The Conference Board reported earlier this month that its Leading Economic Index (LEI) for the U.S., an indicator signaling peaks and troughs in the country’s business cycle, declined 6.7 percent in March to 104.2. The shift in March follows a 0.2-percent decrease in February and a 0.4-percent increase in January. Also this month, the Bureau of Economic Analysis, part of the Commerce Department, reported that the U.S. economy tapered 4.8 percent in first quarter 2020.

“In March, the US LEI registered the largest decline in its 60-year history,” says Ataman Ozyildirim, senior director of economic research at The Conference Board. “The unprecedented and sudden deterioration was broad-based, with the largest negative contributions coming from initial claims for unemployment insurance and stock prices. The sharp drop in the LEI reflects the sudden halting in business activity as a result of the global pandemic and suggests the U.S. economy will be facing a very deep contraction.”

The Conference Board’s Coincident Economic Index, a measure of current economic activity, decreased 0.9 percent in March to 106.6. This growth follows a 0.3-percent increase in February, and a 0.1-percent increase in January. Its Lagging Economic Index, an indicator representing changes that come only after the economy has begun to follow a particular trend, increased 1.2 percent in March to 110.2, following a 0.3-percent increase in February and a 0.1-percent decline in January.

The economy’s first quarter dip was its first since first quarter 2014, and while the 4.8 decline is short of the worst seen during the 2008 financial crisis, the Conference Board expects that due to the large shock the U.S. economy is undergoing, this preliminary data on first quarter will be heavily revised over the coming months and that second quarter 2020’s figures could be worse.

The Bureau of Economic Analysis reports that personal consumption expenditures dropped by 7.6 percent and non-residential investment fell by 8.6 percent in first quarter, indicating that both U.S. consumers and businesses pulled back spending. The data also shows that the drop in consumption was broader than expected, as it went beyond categories like food service and accommodations. Health-care services, for example, saw a very large contraction.
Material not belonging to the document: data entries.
PR #768, opened 2024-10-08
[Google] Handle pagination in group API calls

### LINKED ISSUE #767: Lookup of Google Groups needs to account for pagination
### Proposed change
Found while working on #763 and #764. This issue was present in the previous code as well as the updated call in #764.

Currently the API call to fetch Google Groups doesn't handle pagination. See the [API docs](https://developers.google.com/admin-sdk/directory/reference/rest/v1/groups/list) for reference.

This has most likely not been reported yet because the default max number of groups retrieved is high enough that it hasn't caused a problem for users of Google Groups, although I cannot find what this number is (it is missing in the [REST API docs](https://developers.google.com/admin-sdk/directory/reference/rest/v1/groups/list) and the [Python docs](https://developers.google.com/resources/api-libraries/documentation/admin/directory_v1/python/latest/admin_directory_v1.groups.html)).

### Alternative options
We could ignore this problem since it apparently hasn't caused any issues, or we could add `maxResults=200` to expand the number of potential groups retrieved. But if someone attempts to use the Google Oauthenticator and their Workspace users are members of hundreds of groups, there is potential for failed logins for both these alternative options.

Those who use Google Groups for authentication.

Add logic to handle pagination and retrieve all groups.

jrdnbradford:
Closes #767. 

The `http` param was leftover from #764 and has been removed.

The main change is checking for a paging token and continuing to retrieve groups as long as it exists.

### DIFF
--- a/oauthenticator/google.py
+++ b/oauthenticator/google.py
@@ -403,7 +403,6 @@ class GoogleOAuthenticator(OAuthenticator, GoogleOAuth2Mixin):
         self,
         member_email,
         user_email_domain,
-        http=None,
         checked_groups=None,
         processed_groups=None,
         credentials=None,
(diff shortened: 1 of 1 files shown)


minrk:
Great, thank you!

PR #350, opened 2020-05-01
Adding refresh_token to GoogleOAuthenticator

missingcharacter:
I've been working on giving my users a unified experience using G Suite, we ran into a situation where we wanted to have access to files in Google Drive and most applications that interact with Google Drive (Example: https://github.com/astrada/google-drive-ocamlfuse) require a `refresh_token` in order to work.

Since users already authenticate to Google when they login to jupyterhub I thought it was best to do all at once. 

These are the changes and I made and I thought the rest of the community would benefit from them too.

PR #772, opened 2024-10-17
Simplify retrieval of encrypted auth state

minrk:
there's a public method for this, no need to call decryption methods directly

### DIFF
--- a/oauthenticator/oauth2.py
+++ b/oauthenticator/oauth2.py
@@ -16,7 +16,6 @@ from urllib.parse import quote, urlencode, urlparse, urlunparse
 
 import jwt
 from jupyterhub.auth import Authenticator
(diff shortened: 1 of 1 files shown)


minrk:
Actually, on re-reading the only discussion of this that I can find [here](https://github.com/jupyterhub/oauthenticator/pull/350#discussion_r420138763), I _think_ this only came up during the development of the refresh_token auth when the previous launch had the right scopes to request a refresh token, while the latest config does not. I think the right behavior in this situation is to not have a refresh token, since that reflects current config.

Also, personal incomes continued to grow in first quarter but personal savings jumped to 9.6 percent from 7.6 percent in the previous quarter.

Erik Lundh, senior economist at The Conference Board says, “While this contraction is not unexpected, it should be noted that social distancing policies only began to be widely implemented in the United States in mid-March. Because of this, the pandemic’s impact on the U.S. economy was limited to the very end of first quarter and is impacting second quarter much more severely. We therefore expect a much deeper contraction of between -38.8 and -43.7 percent (annualized) in second quarter. The degree of the contraction will depend on the path the virus takes through June and the degree to which the economy is ‘reopened.’”

Lundh notes that the growth forecasts for third quarter and fourth quarter are also highly ambiguous, and will depend on new infection rates, treatment options, testing availability and government policies. The Conference Board presently has three distinct scenarios for U.S. economic growth in 2020 that range from a “U”-shaped fall recovery scenario—yielding an annual GDP contraction of 6.5 percent—to a scenario in which COVID-19 infections resurge in fourth quarter, pulling GDP down 7.4 percent.